Their beds were still heaps of dry leaves. The lad slept in a small loft at one end of the cab-in to which he went up by means of pegs in the wall. A-bra-ham was then in his eighth year, tall for his age, and clad in a home-spun garb or part skins of beasts. The cap was made of the skin of a coon with the tail on. The child
 did much work. He knew the use of the axe, the wedge, and the maul, and with these he found out how to split rails from logs drawn out of the woods. To clear the land so that they could plant corn to feed the fam-i-ly, and hew tim-ber to build the new house was work that gave fa-ther and son much to do. At last Sa-rah and A-bra-ham felt that they had a house to be proud of, though it was not much bet-ter than the one they had left. Its floor had not been laid, and there were no boards of which to make the door when they moved in.

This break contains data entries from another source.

PR #396, opened 2024-03-12
Add "darcy" unit

mhmdanas:


numbat/modules/units/misc.nbt
```diff
@@ -115,6 +115,11 @@ unit swimmingpool: Volume = 50 m × 25 m × 2 m # Olympic-size swimming pool (FR
 @aliases(rackunits, RU: short, U: short)
 unit rackunit: Length = 0.04445 meter
 
+@metric_prefixes
+@aliases(darcys, darcies, D: short)
```
sharkdp, line 119: I would prefer if we keep the one-letter constant `D` free for now. Users can still set `unit D = darcy` (potentially with `@metric_prefixes`) if they want.
```suggestion
@aliases(darcys, darcies)
```

numbat/modules/units/misc.nbt
```diff
@@ -115,6 +115,11 @@ unit swimmingpool: Volume = 50 m × 25 m × 2 m # Olympic-size swimming pool (FR
...
+@url("https://en.wikipedia.org/wiki/Darcy_(unit)")
+unit darcy: Length^2 = (1 bar / 1 atmosphere) × micrometer²
```
sharkdp, line 121: I was wondering if we should introduce `dimension Permeability = Length^2`, but (1) there is also *electric* permeability with a different physical dimension, which might be confusing. And (2) this new dimension would show up as an alternative whenever the result is an area — which might also be confusing. So let's leave it at `Length^2` for now.

sharkdp (approved):
Thanks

Some friends had come to see them, and as there would be more room for them in the new house they went to live there. It was a glad day when Thom-as Spar-row, whose wife was Mr. Lin-coln’s sis-ter, and Den-nis Hanks, her nephew, came.
The brief joy of the Lin-colns was soon lost in a great grief. An ill-ness came to that place and man-y folks died. Mrs. Lin-coln fell sick. She knew that she must leave her dear ones. Her work was at an end. As her son stood at her bed-side she said, “A-bra-ham, I am go-ing a-way from you. I shall not come back. I know that you will be a good boy, that you will be kind to Sa-rah and to your fa-ther. I want you to live as I
 have taught you, and to love your Heav-en-ly Fa-ther.”

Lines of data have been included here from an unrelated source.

Issue #390, opened 2024-03-08
'human' doesn't work great for negative durations


sharkdp:
```
>>> -3.5 days -> human

    = -4 days + 12 hours    [String]
```

MugheesQasim:
@sharkdp the reason for the wrong result of 'human' for negative duration is the usage of 'floor' command. 'floor' returns the largest integer less than or equal to the given number. In our case, we are getting '-4' when we provide '-3.5' as input as '-4' is the largest integer less than or equal to '-3.5'. 

Example case:
`human (-3.5 days)`

There can be two possible solutions for this issue:
1-) The one suggested in PR #400. To use ago instead in case of negative duration, the expected output would be:
`3 days 12 hours ago`
2-) Use abs() function to floor the duration to a positive integer first and then showing the output in this format:
`- (3 days + 12 hours)`

Let me know which one seems more reasonable or if you have anything else in mind, I would be happy to contribute.

sharkdp:
@MugheesQasim Did you also see https://github.com/sharkdp/numbat/pull/425?

MugheesQasim:
@sharkdp yes, the solution in PR #425 is using 'ago' in case of negative duration. If Numbat is ready to have two variants of human, `human_date` and `human_time`, then merging the PR will resolve this issue also.

sharkdp:
closed via #425

PR #400, opened 2024-03-15
Issue #390

DamienBradleyDSP:
For #390

Small rework of human.nbt

-1 day  ->    1 day ago
-2 hours -> 2 hours ago

### DIFF
--- a/examples/datetime_human_tests.nbt
+++ b/examples/datetime_human_tests.nbt
@@ -1,7 +1,13 @@
 assert((0 second         -> human) == "0 seconds")
+assert((0.1 second       -> human) == "0.100 seconds")
+assert((0.01 second      -> human) == "0.010 seconds")
+assert((0.001 second     -> human) == "0.001 seconds")
+
 assert((1 second         -> human) == "1 second")
 assert((5 second         -> human) == "5 seconds")
 assert((1.5 second       -> human) == "1.500 seconds")
+assert((2.55 second      -> human) == "2.550 seconds")
+assert((5.99999 second   -> human) == "5.999990 seconds")
 
 assert((60 seconds       -> human) == "1 minute")
 assert((73 seconds       -> human) == "1 minute + 13 seconds")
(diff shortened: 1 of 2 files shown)


sharkdp:
Thank you. From a quick glance, this seems to do more than just solve the problem with negative times. If so, can we please add regression tests for these other features/issues?

mhmdanas:
> I assume you mean just expand the number of unit tests that are already there to something more comprehensive?

Yes, that's generally good practice and what we expect people to do when contributing features to Numbat. :)

examples/datetime_human_tests.nbt
```diff
@@ -32,7 +51,46 @@ assert((1e12 days        -> human) == "1_000_000_000_000 days")
...
+assert((-10.5 decades    -> human) == "38350 days ago")
+
+assert((-25 ms           -> human) == "0.025 seconds ago")
+assert((-6400 ms         -> human) == "6.400 seconds ago")
+
+assert((-2500 µs         -> human) == "0.002500 seconds ago")
+assert((-40525 µs        -> human) == "0.040525 seconds ago")
+
+assert((-5147 ns         -> human) == "0.000005147 seconds ago")
+assert((-23s + 1234 ns   -> human) == "22.999998766 seconds ago")
```
sharkdp, line 96: The logic for "… ago" is relatively simple, right? In that case, we don't need to repeat all these tests here.

sharkdp: > True but does protect against changes if someone switches the logic in some way in the future, and with the test base's overall speed I'd say it doesn't hurt anyone to keep these in

Speed is not the matter, but humans are going to read those tests and wonder what they are for. I would really prefer if we strip down the negative-time-duration tests to one or two.

numbat/modules/datetime/human.nbt
```diff
@@ -3,34 +3,51 @@ use core::strings
...
-fn _human_readable_duration(time: Time, dt: DateTime, num_days: Scalar) -> String =
-    _human_join(_human_join(_human_join(_human_days(_human_num_days(time)), _human_hours(dt)), _human_minutes(dt)), _human_seconds(dt))
+fn _human_readable_duration(time: Time) -> String =
+    _human_join(_human_join(_human_join(_human_formatted_days(time), _human_formatted_hours(time)), _human_formatted_minutes(time)), _human_formatted_seconds(time))
 
 # Implementation details:
 # we skip hours/minutes/seconds for durations larger than 1000 days because:
 #   (a) we run into floating point precision problems at the nanosecond level at this point
 #   (b) for much larger numbers, we can't convert to DateTimes anymore
+fn human_time_check_overflow(time: Time) =
```
sharkdp, line 45: can we please `_`-prefix this as well?

sharkdp:
I am still not sure what this PR brings in addition to the "… ago" handling of negative durations. For now, I'm going to close this in favor of #425. But please feel free to comment here and we can reopen it.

The grief that came then to A-bra-ham Lin-coln made its mark on him, a stamp that went with him through life.
When that moth-er died, that dear moth-er, to whom he gave so much love, the boy felt that he did not want to live an-y long-er. He thought his heart would break. He staid days by his moth-er’s grave. He could not eat. He could not sleep. Soon Mr. and Mrs. Spar-row, the guests, died. The strange ill-ness came to them. It came, al-so, e-ven to the beasts of the fields in that land. Those were sad days.
Nan-cy Hanks Lin-coln was 33 years old when she died. Her hus-band, Thom-as, made a cof-fin for her of green lum-ber cut with a whip-saw, and she, with oth-ers, was bur-ied in a small “clear-ing” made in the woods.

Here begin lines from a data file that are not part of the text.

PR #401, opened 2024-03-16
Added random function

mrkbac:
This PR add a `random()` function.

Example output:

```nbt
>>> 10 * random() // floor

  floor(10 × random())

    = 6 
```

Let me know if I should change anything!

### DIFF
--- a/numbat/src/ffi.rs
+++ b/numbat/src/ffi.rs
@@ -916,7 +916,7 @@ fn from_unixtime(args: &[Value]) -> Result<Value> {
 fn random(args: &[Value]) -> Result<Value> {
     assert!(args.len() == 0);
 
-    let output = fastrand::f64();
+    let output = rand::random::<f64>();
 
     Ok(Value::Quantity(Quantity::from_scalar(output)))
 }
--- a/numbat/src/ffi.rs
+++ b/numbat/src/ffi.rs
@@ -411,6 +411,15 @@ pub(crate) fn functions() -> &'static HashMap<String, ForeignFunction> {
             },
         );
 
+        m.insert(
+            "random".to_string(),
+            ForeignFunction {
+                name: "random".into(),
+                arity: 0..=0,
+                callable: Callable::Function(Box::new(random)),
+            },
+        );
+
         m
     })
 }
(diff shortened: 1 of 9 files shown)


numbat/tests/interpreter.rs
```diff
@@ -362,6 +362,7 @@ fn test_other_functions() {
     expect_output("floor(3.9)", "3");
     expect_output("round(3.9)", "4");
     expect_output("round(3.1)", "3");
+    expect_output("random() == random()", "false");
```
mhmdanas, line 365: This test could fail in theory (though very unlikely), so not sure we should have it.

mhmdanas: Actually this is probably so unlikely that we can probably disregard it entirely, /shrug

numbat/src/ffi.rs
```diff
@@ -903,3 +912,11 @@ fn from_unixtime(args: &[Value]) -> Result<Value> {
 
     Ok(Value::DateTime(dt))
 }
+
+fn random(args: &[Value]) -> Result<Value> {
+    assert!(args.len() == 0);
+
+    let output = fastrand::f64();
```
mhmdanas, line 919: We could use the `rand` crate instead (it's already a transitive dependency of Numbat).

mhmdanas (changes requested):

numbat/src/ffi.rs
mrkbac: I've changed it to `rand` and removed the test.

sharkdp (approved):
Thank you!

Bzero:
I am just a minute too late with my comment but I think it might be worth to think about if the `rand()` function should take `min` and `max` arguments. 

For many applications one will need to scale the default [0, 1) interval and to me `rand(a, b)` looks more convenient than `rand() * (b - a) + a`.

mhmdanas:
We don't have optional parameters at the moment so we might want to leave it until that's implemented.

sharkdp:
@Bzero Thank you for your comment. I had similar thoughts before merging. But I was hoping that we could now implement a function like rand(a, b) or randint(from, to) using that one source of randomness `random()`. If that turns out to be tricky (e.g. because of subtle biases) , let's add a more FFI functions or rethink this one.

Bzero:
Yes that sounds reasonable, it would probably make sense to implement these features in a module in numbat itself.

sharkdp:
> to implement these features in a module in numbat itself

Yes, absolutely. That's what I meant. Should have mentioned it. In general, I try to keep the FFI as small as possible.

 There were no pray-ers or hymns. It was great grief to young A-bra-ham that the good man of God who spoke in the old home was not there to say some words at that time. It was then that the ten-year old child wrote his first let-ter. It was hard work, for he had had small chance to learn that art. But his love for his moth-er led his hand so that he put down the words on pa-per, and a friend took them five scores of miles off. Good Par-son El-kins took the poor note sent from the boy he loved, and, with his heart full of pit-y for the great grief which had come to his old friends, and be-cause of his deep re-gard for the no-ble wom-an who had gone to her rest, he made the long jour-ney, though weeks passed ere he could stand by that grave and say the words A-bra-ham longed to hear.